Problem to work on | Check every line of the entries below for the word "build", then give only the number of lines that have it.

-*-*-

PR #696, opened 2019-10-09
Slim vault-env docker image size from 127Mb to 24Mb

lhotrifork:
Hi,

I couldn't find out any use of vault inside `cmd/vault-env/main.go` and experimented with removing vault. Sure enough it worked.

The resulting image is now ~24Mb instead of 127Mb.

Hope you find this useful!

### What's in this PR?
vault-env no longer build from `vault:1.2.3` but from `alpine:3.10` to remove the unneeded dependency on vault.

### Why?
I was wondering why the docker-env image was so big, and found that it included the entire 104Mb vault binary.

### Checklist

### DIFF
--- a/Dockerfile.vault-env
+++ b/Dockerfile.vault-env
@@ -17,9 +17,9 @@ COPY . /build
 RUN go mod download
 
 COPY . /go/src/${PACKAGE}
-RUN CGO_ENABLED=0 go install ./cmd/vault-env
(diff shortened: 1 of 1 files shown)


bonifaido:
Hi @lhotrifork great improvement! I'm going to test this out as well. Could you please sign the CLA in the meantime?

-*-*-

Exercise output | 2